Compared with the cumbersome production process of inactivated vaccines and the longer development cycle of recombinant vector vaccines, mRNA vaccines are also regarded as future vaccines because they are relatively simple to synthesize and can quickly, efficiently and flexibly adapt to the virus pandemic.

The development process of RNA therapy-flying from the laboratory to ordinary people

In 1961, scientists discovered mRNA that can mediate the conversion of genes into proteins.
But until 1990, 29 years later, after a research team injected mRNA directly into skeletal muscle, a protein compiled from this mRNA was found in the tissue, and this protein was not available in skeletal muscle.
In other words, we can use mRNA as a small program to allow cells to produce the proteins we need.
In 1993, scientists were surprised to find that mice injected with influenza virus mRNA showed an immune response.
This means that we can use the pathogen's mRNA as a vaccine to easily produce safe antigens in the body instead of traditional attenuated or inactivated pathogens.

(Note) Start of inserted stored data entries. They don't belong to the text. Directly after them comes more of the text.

PR #4254, opened 2024-06-18
Allow location-level request buttons for records that have a mix of b…

### LINKED ISSUE #4247: Request button not displaying when first item is boundwith
Example record: https://searchworks.stanford.edu/view/3454840

The first item in the SAL3 item list is a boundwith. The rest of the display looks ok (status of the boundwith item is inherited from the parent; truck icon & status for other volumes), but there is no request button at the location level. There is no way for a user to request the other 4 volumes. 

image

I'll add other examples as I find them.

cbeer:
…ound-with and regular holdings. Fixes #4247

### DIFF
--- a/app/components/access_panels/library_location_component.html.erb
+++ b/app/components/access_panels/library_location_component.html.erb
@@ -1,8 +1,7 @@
 <%= render partial: "catalog/stackmap_link", locals: { document: document, location: location, location_name_class: "location-name" } %>
+<span class="pull-right"><%= render location_request_link %></span>
 <% if location.bound_with? && document.bound_with_note? %>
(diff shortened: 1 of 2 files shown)


corylown (changes requested):
@cbeer there's some additional logic around boundwiths in https://github.com/sul-dlss/SearchWorks/blob/80d59b7bf6aeaf0d62214a45bc0b77d1bb3c2439/app/components/access_panels/library_location_component.html.erb#L2 preventing the location request button from displaying on the record view. It does show on the results view.

corylown:
And also...the location level request link already appears on the results page in production: https://searchworks.stanford.edu/?search_field=search&q=+Estudo+sobre+a+absentismo+e+a+instabilidade+da+m%C3%A3o-de-obra+africana+

corylown (approved):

In 1998, American scientists Andrew and Craig discovered that RNA not only allows protein expression, but a small RNA called siRNA can prevent protein synthesis in C.
elegans.
Three years later, researchers discovered that this mechanism is also applicable in mammals, which makes siRNA possible as a medical method.
With siRNA gene interference technology, the two scientists shared the 2006 Nobel Prize in Physiology and Medicine.

Also in 1998, the RNA therapy "fomivirsen", which inhibits retinal inflammation, was approved by the U.
S.
Food and Drug Administration (FDA), and for the first time, RNA therapy went from the laboratory to the clinical application.
Since then, more exciting research advances in RNA therapy have been published, including RNAi (RNA activation) technology that inhibits HIV replication in macrophages and inhibits hepatitis C virus replication.
These results have made it possible to cure a once difficult disease.
In addition to rare diseases and viral infections, RNA therapy also has excellent curative effects on common chronic diseases.
For example, siRNA drugs targeting PCSK9 gene can effectively and lastingly reduce low-density lipoprotein cholesterol levels, thereby achieving the purpose of treating or even preventing hyperlipidemia.
.

Therapies based on RNA technology have sprung up like bamboo shoots after a rain in the 21st century.
In August 2018, Alnylam's Onpattro was approved by the FDA and became the first RNAi therapeutic drug to be marketed.
Moderna and Abbio's new crown vaccines based on mRNA immune technology have also achieved good clinical trial results.
The RNA therapy products of Zhongmei Ruikang and Ruibo Biology are also getting closer and closer to clinical applications.
Compared with traditional drugs, RNA therapy lasts longer after administration, has better specificity and stability, and the price is more acceptable.
More importantly, RNA, as a new and innovative drug, marks A new pharmaceutical revolution is coming.
We can foresee that in the near future, RNA therapy will change from an unfamiliar term to a common treatment plan.
Hillhouse hopes that through investment in RNA therapy, RNA drugs of different types and used in various disease fields will enter the clinic as soon as possible, benefiting the majority of patients.